## Task brief
Below are the records; retype each one exactly.

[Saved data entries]
PR #7025, opened 2025-03-06
Near real-time clients review

helenktsai:


awright18:
I think using the occasionally-connected terminology is way better term than transient, and having transient as an adjective for client is really bizarre, because it's the client's connection that's transient not the client.

helenktsai:
> I think using the occasionally-connected terminology is way better term than transient, and having transient as an adjective for client is really bizarre, because it's the client's connection that's transient not the client.

Good point, I agree with the misuse of "transient" as the adjective. Do you think we should omit it entirely though? I think it's technically a different concept with slight differences from "occasionally-connected" and people might identify with one but not the other, so I hesitate to remove it entirely.

helenktsai:
I made some updates to possibly address both concerns.

samples/near-realtime-clients/sample.md
```diff
@@ -10,36 +10,36 @@ related:
...
 
-One of the basic features of message queuing is the ability for the receiving endpoints to maintain service even when offline.  In this scenario, the long lasting, durable nature of message queuing can result in a backlog of messages that are no longer relevant which, if disconnected long enough, can result in queue quotas being exceeded. This can ultimately result in exceptions on the message sender possibly impacting other parts of the system.
+One of the key features of message queuing is the ability for the receiving endpoints to maintain service even when offline. Messages remain in the queue for processing when the system comes back online. However, while this feature is critical for some systems, the long lasting, durable nature of message queuing can result in a backlog of messages that are no longer relevant for occasionally-connected ones. If the client is disconnected long enough, it can result in queue quotas being exceeded. This can ultimately result in exceptions on the message sender and possibly impact other parts of the system.
```
tamararivera, line 17:
```suggestion
One of the key features of message queuing is the ability for the receiving endpoints to maintain service even when offline. Messages remain in the queue for processing when the system comes back online. However, while this feature is critical for some systems, the long lasting, durable nature of message queuing can result in a backlog of messages that are no longer relevant for occasionally-connected ones. If the client is disconnected long enough, it can result in queue quotas being exceeded, which in turn can generate exceptions on the message sender and possibly impact other parts of the system.
```

samples/near-realtime-clients/sample.md
```diff
@@ -10,36 +10,36 @@ related:
 ---
 
 > [!NOTE]
-> SignalR can be used in a variety of ways. Browse the official [SignalR tutorials](https://learn.microsoft.com/en-us/aspnet/core/tutorials/signalr?tabs=visual-studio&view=aspnetcore-6.0) and [SignalR samples](https://github.com/aspnet/SignalR-samples) for information on how to use SignalR. This document focuses on how to relay NServiceBus events to SignalR clients.
+> SignalR can be used in many different ways. For general guidance, check out the official [SignalR tutorials](https://learn.microsoft.com/en-us/aspnet/core/tutorials/signalr?tabs=visual-studio&view=aspnetcore-6.0) and [SignalR samples](https://github.com/aspnet/SignalR-samples). This guide specifically focuses on how to relay NServiceBus events to SignalR clients.
```
tamararivera, line 13: **Suggestion**: I think this note will make more sense if we put it before 'Project structure'

samples/near-realtime-clients/sample.md
```diff
@@ -10,36 +10,36 @@ related:
...
 
 ## Project structure
 
-Before running the sample, review the solution structure, the projects, and the classes. The `Publisher` and `ClientHub` projects are command-line applications that host an instance of NServiceBus.
+Before running the sample, review the solution structure, the projects, and the classes.
 
-The `ClientHub` project also hosts a SignalR server. The `Client` project is a command-line application that hosts a SignalR client.
+- `Publisher` project: command-line application that hosts an instance of NServiceBus.
+- `ClientHub` project: command-line application that hosts an instance of NServiceBus and a SignalR server.
+- `Client` project: command-line application that hosts a SignalR client.
```
tamararivera, line 31: **Suggestion:** Maybe this is better? I'm not convinced 
```suggestion
Projects in the solution:
- `Publisher`: command-line application that hosts an instance of NServiceBus.
- `ClientHub`: command-line application that hosts an instance of NServiceBus and a SignalR server.
- `Client`: command-line application that hosts a SignalR client.
```

samples/near-realtime-clients/sample.md
```diff
@@ -10,36 +10,36 @@ related:
...
+One way to prevent this is to [unsubscribe](/nservicebus/messaging/publish-subscribe/controlling-what-is-subscribed.md#manually-subscribing-to-a-message) when shutting down. However, this approach is unreliable since a crash could prevent the unsubscribe from happening.
 
-Another solution is to avoid implementing each client as an NServiceBus endpoint, but instead use a push technology, such as [SignalR](https://signalr.net/), to update clients only while they are connected.
+A better solution is to avoid implementing each client as an NServiceBus endpoint. Instead, use a push-based technology like [SignalR](https://signalr.net/) to only send updates when clients are connected.
 
-This sample demonstrates how to use a SignalR server, which also acts as an NServiceBus endpoint, to push subscribed NServiceBus events to any connected SignalR clients.
+This sample demonstrates how to use a SignalR server that also acts as an NServiceBus endpoint, to push subscribed NServiceBus events to any connected SignalR clients.
 
 ## Project structure
```
tamararivera, line 25: **Suggestion:** I think this should be Solution structure
```suggestion
## Solution structure
```

samples/near-realtime-clients/sample.md
```diff
@@ -10,36 +10,36 @@ related:
...
 
-Before running the sample, review the solution structure, the projects, and the classes. The `Publisher` and `ClientHub` projects are command-line applications that host an instance of NServiceBus.
+Before running the sample, review the solution structure, the projects, and the classes.
 
-The `ClientHub` project also hosts a SignalR server. The `Client` project is a command-line application that hosts a SignalR client.
+- `Publisher` project: command-line application that hosts an instance of NServiceBus.
+- `ClientHub` project: command-line application that hosts an instance of NServiceBus and a SignalR server.
+- `Client` project: command-line application that hosts a SignalR client.
```
tamararivera, line 32: **Suggestion:** According to the section below, the list is missing the `StockEvents` project.

samples/near-realtime-clients/sample.md
```diff
@@ -10,36 +10,36 @@ related:
...
 ## Sharing message types with SignalR
 
-The `StockEvents` project contains the definition of a message class that is shared with both NServiceBus endpoints, the SignalR hub, and the SignalR client. Open "StockTick" to see the message that will be published by this sample. Note that this event is defined using [unobtrusive mode message conventions](/nservicebus/messaging/unobtrusive-mode.md), allowing the `Client` project, which only uses SignalR, to reference the message type without requiring a reference to NServiceBus.
+The `StockEvents` project contains the definition of a message class that is shared with both NServiceBus endpoints, the SignalR hub, and the SignalR client. Open `StockTick` to see the message that will be published by this sample. Note that this event is defined using [unobtrusive mode message conventions](/nservicebus/messaging/unobtrusive-mode.md), allowing the `Client` project, which only uses SignalR, to reference the message type without requiring a reference to NServiceBus.
 
 snippet: MessageConventionsForNonNSB
 
 ## Hosting SignalR with NServiceBus
 
 The sample shows how to host a self-hosted SignalR server side-by-side with an NServiceBus endpoint.
```
tamararivera, line 42: **Suggestion:** I think we can delete this section, as it is very similar to line 23
```suggestion
```

samples/near-realtime-clients/sample.md
helenktsai: I personally like it feels like metadata about the document as a whole?

tamararivera: My problem is that we start talking about SignalR on the note, and then we don't mention it until the last paragraph of the intro, so it feels disjointed

helenktsai: Oops, seeing your note after the merge. I see what you mean, moved: https://github.com/Particular/docs.particular.net/commit/df710245b4138dce5b298b1ac2d5b1f9b591984e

## Task output
PR #7025, opened 2025-03-06
Near real-time clients review

helenktsai:


awright18:
I think using the occasionally-connected terminology is way better term than transient, and having transient as an adjective for client is really bizarre, because it's the client's connection that's transient not the client.

helenktsai:
> I think using the occasionally-connected terminology is way better term than transient, and having transient as an adjective for client is really bizarre, because it's the client's connection that's transient not the client.

Good point, I agree with the misuse of "transient" as the adjective. Do you think we should omit it entirely though? I think it's technically a different concept with slight differences from "occasionally-connected" and people might identify with one but not the other, so I hesitate to remove it entirely.

helenktsai:
I made some updates to possibly address both concerns.

samples/near-realtime-clients/sample.md
```diff
@@ -10,36 +10,36 @@ related:
...
 
-One of the basic features of message queuing is the ability for the receiving endpoints to maintain service even when offline.  In this scenario, the long lasting, durable nature of message queuing can result in a backlog of messages that are no longer relevant which, if disconnected long enough, can result in queue quotas being exceeded. This can ultimately result in exceptions on the message sender possibly impacting other parts of the system.
+One of the key features of message queuing is the ability for the receiving endpoints to maintain service even when offline. Messages remain in the queue for processing when the system comes back online. However, while this feature is critical for some systems, the long lasting, durable nature of message queuing can result in a backlog of messages that are no longer relevant for occasionally-connected ones. If the client is disconnected long enough, it can result in queue quotas being exceeded. This can ultimately result in exceptions on the message sender and possibly impact other parts of the system.
```
tamararivera, line 17:
```suggestion
One of the key features of message queuing is the ability for the receiving endpoints to maintain service even when offline. Messages remain in the queue for processing when the system comes back online. However, while this feature is critical for some systems, the long lasting, durable nature of message queuing can result in a backlog of messages that are no longer relevant for occasionally-connected ones. If the client is disconnected long enough, it can result in queue quotas being exceeded, which in turn can generate exceptions on the message sender and possibly impact other parts of the system.
```

samples/near-realtime-clients/sample.md
```diff
@@ -10,36 +10,36 @@ related:
 ---
 
 > [!NOTE]
-> SignalR can be used in a variety of ways. Browse the official [SignalR tutorials](https://learn.microsoft.com/en-us/aspnet/core/tutorials/signalr?tabs=visual-studio&view=aspnetcore-6.0) and [SignalR samples](https://github.com/aspnet/SignalR-samples) for information on how to use SignalR. This document focuses on how to relay NServiceBus events to SignalR clients.
+> SignalR can be used in many different ways. For general guidance, check out the official [SignalR tutorials](https://learn.microsoft.com/en-us/aspnet/core/tutorials/signalr?tabs=visual-studio&view=aspnetcore-6.0) and [SignalR samples](https://github.com/aspnet/SignalR-samples). This guide specifically focuses on how to relay NServiceBus events to SignalR clients.
```
tamararivera, line 13: **Suggestion**: I think this note will make more sense if we put it before 'Project structure'

samples/near-realtime-clients/sample.md
```diff
@@ -10,36 +10,36 @@ related:
...
 
 ## Project structure
 
-Before running the sample, review the solution structure, the projects, and the classes. The `Publisher` and `ClientHub` projects are command-line applications that host an instance of NServiceBus.
+Before running the sample, review the solution structure, the projects, and the classes.
 
-The `ClientHub` project also hosts a SignalR server. The `Client` project is a command-line application that hosts a SignalR client.
+- `Publisher` project: command-line application that hosts an instance of NServiceBus.
+- `ClientHub` project: command-line application that hosts an instance of NServiceBus and a SignalR server.
+- `Client` project: command-line application that hosts a SignalR client.
```
tamararivera, line 31: **Suggestion:** Maybe this is better? I'm not convinced 
```suggestion
Projects in the solution:
- `Publisher`: command-line application that hosts an instance of NServiceBus.
- `ClientHub`: command-line application that hosts an instance of NServiceBus and a SignalR server.
- `Client`: command-line application that hosts a SignalR client.
```

samples/near-realtime-clients/sample.md
```diff
@@ -10,36 +10,36 @@ related:
...
+One way to prevent this is to [unsubscribe](/nservicebus/messaging/publish-subscribe/controlling-what-is-subscribed.md#manually-subscribing-to-a-message) when shutting down. However, this approach is unreliable since a crash could prevent the unsubscribe from happening.
 
-Another solution is to avoid implementing each client as an NServiceBus endpoint, but instead use a push technology, such as [SignalR](https://signalr.net/), to update clients only while they are connected.
+A better solution is to avoid implementing each client as an NServiceBus endpoint. Instead, use a push-based technology like [SignalR](https://signalr.net/) to only send updates when clients are connected.
 
-This sample demonstrates how to use a SignalR server, which also acts as an NServiceBus endpoint, to push subscribed NServiceBus events to any connected SignalR clients.
+This sample demonstrates how to use a SignalR server that also acts as an NServiceBus endpoint, to push subscribed NServiceBus events to any connected SignalR clients.
 
 ## Project structure
```
tamararivera, line 25: **Suggestion:** I think this should be Solution structure
```suggestion
## Solution structure
```

samples/near-realtime-clients/sample.md
```diff
@@ -10,36 +10,36 @@ related:
...
 
-Before running the sample, review the solution structure, the projects, and the classes. The `Publisher` and `ClientHub` projects are command-line applications that host an instance of NServiceBus.
+Before running the sample, review the solution structure, the projects, and the classes.
 
-The `ClientHub` project also hosts a SignalR server. The `Client` project is a command-line application that hosts a SignalR client.
+- `Publisher` project: command-line application that hosts an instance of NServiceBus.
+- `ClientHub` project: command-line application that hosts an instance of NServiceBus and a SignalR server.
+- `Client` project: command-line application that hosts a SignalR client.
```
tamararivera, line 32: **Suggestion:** According to the section below, the list is missing the `StockEvents` project.

samples/near-realtime-clients/sample.md
```diff
@@ -10,36 +10,36 @@ related:
...
 ## Sharing message types with SignalR
 
-The `StockEvents` project contains the definition of a message class that is shared with both NServiceBus endpoints, the SignalR hub, and the SignalR client. Open "StockTick" to see the message that will be published by this sample. Note that this event is defined using [unobtrusive mode message conventions](/nservicebus/messaging/unobtrusive-mode.md), allowing the `Client` project, which only uses SignalR, to reference the message type without requiring a reference to NServiceBus.
+The `StockEvents` project contains the definition of a message class that is shared with both NServiceBus endpoints, the SignalR hub, and the SignalR client. Open `StockTick` to see the message that will be published by this sample. Note that this event is defined using [unobtrusive mode message conventions](/nservicebus/messaging/unobtrusive-mode.md), allowing the `Client` project, which only uses SignalR, to reference the message type without requiring a reference to NServiceBus.
 
 snippet: MessageConventionsForNonNSB
 
 ## Hosting SignalR with NServiceBus
 
 The sample shows how to host a self-hosted SignalR server side-by-side with an NServiceBus endpoint.
```
tamararivera, line 42: **Suggestion:** I think we can delete this section, as it is very similar to line 23
```suggestion
```

samples/near-realtime-clients/sample.md
helenktsai: I personally like it feels like metadata about the document as a whole?

tamararivera: My problem is that we start talking about SignalR on the note, and then we don't mention it until the last paragraph of the intro, so it feels disjointed

helenktsai: Oops, seeing your note after the merge. I see what you mean, moved: https://github.com/Particular/docs.particular.net/commit/df710245b4138dce5b298b1ac2d5b1f9b591984e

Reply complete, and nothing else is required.